DATA SHOWN Block Start

Issue #2273, opened 2017-01-24
Test suite depends on random images on the web


bzbarsky:
Specifically, the test suite requires loading of http://www.opengl.org/img/opengl_logo.jpg (which is not good at all, but at least you could make the argument that the Khronos group controls that image) and of http://mashable.com/wp-content/uploads/2008/08/thunderbird-logo-64x64.png (which is just completely unacceptable, because it could disappear at any time, breaking the test suite).

zhenyao:
Can you point out which tests use these images?

bzbarsky:
readPixelsBadArgs.html, origin-clean-conformance.html, texImage2DHTML.html, texSubImage2DHTML.html

But really, you can probably use grep just as well as I can...

zhenyao:
They are used for cross origin testing and there is an option to use the local url.

bzbarsky:
I understand what they are used for.  I'm saying that using files that you don't control for that purpose is completely nuts.

bzbarsky:
For practical purposes in terms of running this stuff in automation, by the way, it would be a lot more useful if the harness allowed providing a list of possible hostnames it might run at as opposed to hardcoding localhost/127.0.0.1.  But we can solve this in other ways in automation too.  This issue is really about the hosted version of the tests at https://www.khronos.org/registry/webgl/sdk/tests/webgl-conformance-tests.html for example.

kenrussell:
Fixed per above. These resources all now point to the Khronos-controlled domain get.webgl.org.

bzbarsky:
Thank you!

PR #2277, opened 2017-01-27
Put WebGL conformance resources that must be cross-domain on get.webg…

kenrussell:
…l.org.

Thanks to webmaster James Riordon for the idea.

Partially addresses #2273. Once resources are verified, tests will be updated.


kenrussell:
I'm merging this myself to test the availability of these resources. Updates to the tests will follow.

PR #2278, opened 2017-01-27
Updated links to cross-origin resources to point to get.webgl.org.

kenrussell:
Will test these live on the khronos.org site and then backport the
changes to the earlier conformance snapshots.

Partially addresses #2273.


kenrussell:
Merging myself. Tested locally and also modified webgl-test-utils.js locally to force loading of the resources from get.webgl.org. Need to test on the live server before backporting.

PR #2279, opened 2017-01-27
Relax image comparison threshold a bit to allow rounding up/down beha…

zhenyao:
…viors.


zhenyao:
Simple fix. Merging myself.

@kenrussell @kainino0x @jdashg PTAL.

kainino0x:
LGTM

kenrussell:
LGTM after the fact.

PR #2280, opened 2017-01-28
Update conformance snapshots to pull cross-origin resources from get.…

kenrussell:
…webgl.org.

Addresses #2273.


kenrussell:
Double-checked these by hand. Merging myself.

PR #2281, opened 2017-01-29
Add tolerance for pixels checking in image_bitmap_from_video tests

qkmiao:
This makes the new added video type tests pass.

DATA SHOWN Block End

## ACTION ITEM:
Copy out the records once more, exactly as they are written.

## OUTPUT BELOW:
Issue #2273, opened 2017-01-24
Test suite depends on random images on the web


bzbarsky:
Specifically, the test suite requires loading of http://www.opengl.org/img/opengl_logo.jpg (which is not good at all, but at least you could make the argument that the Khronos group controls that image) and of http://mashable.com/wp-content/uploads/2008/08/thunderbird-logo-64x64.png (which is just completely unacceptable, because it could disappear at any time, breaking the test suite).

zhenyao:
Can you point out which tests use these images?

bzbarsky:
readPixelsBadArgs.html, origin-clean-conformance.html, texImage2DHTML.html, texSubImage2DHTML.html

But really, you can probably use grep just as well as I can...

zhenyao:
They are used for cross origin testing and there is an option to use the local url.

bzbarsky:
I understand what they are used for.  I'm saying that using files that you don't control for that purpose is completely nuts.

bzbarsky:
For practical purposes in terms of running this stuff in automation, by the way, it would be a lot more useful if the harness allowed providing a list of possible hostnames it might run at as opposed to hardcoding localhost/127.0.0.1.  But we can solve this in other ways in automation too.  This issue is really about the hosted version of the tests at https://www.khronos.org/registry/webgl/sdk/tests/webgl-conformance-tests.html for example.

kenrussell:
Fixed per above. These resources all now point to the Khronos-controlled domain get.webgl.org.

bzbarsky:
Thank you!

PR #2277, opened 2017-01-27
Put WebGL conformance resources that must be cross-domain on get.webg…

kenrussell:
…l.org.

Thanks to webmaster James Riordon for the idea.

Partially addresses #2273. Once resources are verified, tests will be updated.


kenrussell:
I'm merging this myself to test the availability of these resources. Updates to the tests will follow.

PR #2278, opened 2017-01-27
Updated links to cross-origin resources to point to get.webgl.org.

kenrussell:
Will test these live on the khronos.org site and then backport the
changes to the earlier conformance snapshots.

Partially addresses #2273.


kenrussell:
Merging myself. Tested locally and also modified webgl-test-utils.js locally to force loading of the resources from get.webgl.org. Need to test on the live server before backporting.

PR #2279, opened 2017-01-27
Relax image comparison threshold a bit to allow rounding up/down beha…

zhenyao:
…viors.


zhenyao:
Simple fix. Merging myself.

@kenrussell @kainino0x @jdashg PTAL.

kainino0x:
LGTM

kenrussell:
LGTM after the fact.

PR #2280, opened 2017-01-28
Update conformance snapshots to pull cross-origin resources from get.…

kenrussell:
…webgl.org.

Addresses #2273.


kenrussell:
Double-checked these by hand. Merging myself.

PR #2281, opened 2017-01-29
Add tolerance for pixels checking in image_bitmap_from_video tests

qkmiao:
This makes the new added video type tests pass.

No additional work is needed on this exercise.